With the growth in demand for heat dissipation in new energy vehicles, electronic devices, and other fields, the development and production of silicone thermal management materials has become a major direction, such as thermally conductive silicone grease, thermally conductive gaskets, phase change materials and so on.

(7) Biomedical materials.

In the field of biomedicine, silicone is used in the manufacture of medical implants, drug carriers, tissue engineering scaffolds, etc. due to its good biocompatibility and stability.

(8) Environmentally friendly silicone products:

For the increasingly stringent environmental regulations, research, and development of low VOC emissions, easy-to-recycle, biodegradable green silicone products have become an important development direction.

In short, the deep processing of silicone is committed to improving the technological content and added value of products, expanding new areas of application, and the continuous pursuit of lower environmental impact of the production process and technological innovation.

5.2 What is the common equipment for deep processing of silicone?

(1) Precision mixing equipment:

As silicone materials in the deep processing process require precise control of raw material ratios and mixing uniformity, it requires the use of efficient and precise mixing machines, such as high shear dispersers, powerful dispersers, double planetary mixers, and so on.

(2) Reactor and reactor:

According to different synthesis routes and reaction conditions, reaction kettles of different volumes, and materials and with heating and cooling functions capable of withstanding high-pressure or vacuum operation may be required. For continuous production processes, a continuous reactor system may also be involved.

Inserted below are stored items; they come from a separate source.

PR #1071, opened 2015-05-23
Fhac 308- Fix to automate Direct Automated RegressionSuite

alameluchidambaram:
1. Two new params added to gateway.properties for Direct Testing. These params will be used only in case of Direct Testing.
2. MessageMonitoring Table data will be saved as "Archived" in MonitoredMessage Tables and those will be wiped off from the table only if the updateTime+delay time is before the CurrentTime. This accommodates Direct testing to hold values in db. The MessageMonitoring table Archived Messages won't be loaded into cache since they are already processed.


Product/Production/Services/DirectCore/src/main/java/gov/hhs/fha/nhinc/direct/messagemonitoring/impl/MessageMonitoringAPI.java
```diff
@@ -607,4 +628,60 @@ public void logErrorEvent(MimeMessage message, String errorMessage) {
         }
     }
 
+    private boolean getDirectTestFlag(String fileName, String property) {
+        boolean directTestFlag = false;
+        String directTestingFlag = getDirectTestingParam(fileName, property);
+        if (directTestingFlag.equals("true")) {
```
nareshcgi: Need to check if the directTestingFlag is null.

Product/Production/Common/Properties/src/main/resources/gateway.properties
```diff
@@ -130,6 +130,12 @@ DispatchedMessageReceiveTimeLimit=86400000
 AgentSettingsCacheRefreshTime=300000
 AgentSettingsCacheRefreshActive=true
 
+#Direct Testing parameters used only for Direct testing.
+#DirectTesting Flag accepts true/false value.
+#MessageMonitoringDelayTime accepts delay in minutes to wipe data from MessageMonitoringTable.
+DirectTesting=true
```
nareshcgi: Default value should be always false.

Product/Production/Services/DirectCore/src/main/java/gov/hhs/fha/nhinc/direct/messagemonitoring/impl/MessageMonitoringAPI.java
```diff
@@ -523,11 +538,17 @@ public void processAllMessages() throws MessageMonitoringDAOException {
...
+            //delete the message
+            if (getDirectTestFlag(NhincConstants.GATEWAY_PROPERTY_FILE, NhincConstants.DIRECTTESTING_FLAG)) {
+                trackMessage.setStatus(STATUS_ARCHIVED);
+                getMessageMonitoringDAO().updateOutgoingMessage(trackMessage);
+            } else {
+                deleteFromMessageMonitoringDB(trackMessage);
+            }
         }
+
+        deleteElapsedArchivedMessage();
```
nareshcgi: Make sure this method is called only when the direct testing flag is enabled.

Product/Production/Services/DirectCore/src/main/java/gov/hhs/fha/nhinc/direct/messagemonitoring/impl/MessageMonitoringAPI.java
```diff
@@ -245,8 +249,10 @@ private void buildCache() {
         clearCache();
         //load the pending outgoing messages to the cache
         for (MonitoredMessage trackMessage : pendingMessages) {
-            messageMonitoringCache.put(trackMessage.getMessageid(), trackMessage);
-            LOG.debug("Total child rows for the messageId:" + trackMessage.getMonitoredmessagenotifications().size());
+            if (!trackMessage.getStatus().equals(STATUS_ARCHIVED)) {
```
nareshcgi, line 252: Its better to cleanup the Archived message on a server restart. Call deleteElapsedArchivedMessage() method if we find any archived message.

nareshcgi:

(3) Distillation columns and separation devices:

In the purification of silicone monomers and a variety of intermediates, the preparation of finished products, a distillation tower is used to achieve effective separation and purification of compounds, to ensure that product quality meets the requirements of specific indicators.

(4) Grinding and crushing equipment:

For composite materials containing fillers or pigments, high-speed dispersers, sand mills, and other equipment are needed for grinding and crushing processing, so that the material to achieve the ideal particle size distribution and dispersion state.

(5) Vulcanization and curing equipment:

For silicone rubber products, it is necessary to equip the corresponding vulcanization equipment (such as a plate vulcanizing machine, injection vulcanizing machine, etc.) to achieve the crosslinking reaction and molding of silicone rubber materials.

(6) Potting and encapsulation equipment:

For the potting and sealing protection of electronic components, it is necessary to use an automated potting and sealing machine for accurate and fast potting and sealing operations.

(7) Testing and quality control equipment:

Including a viscometer, hardness tester, electrical properties tester, thermal analyzer (such as DSC, TGA), etc., which are used for real-time monitoring and final inspection of the physical properties of the product, chemical properties thermal stability, and other indicators.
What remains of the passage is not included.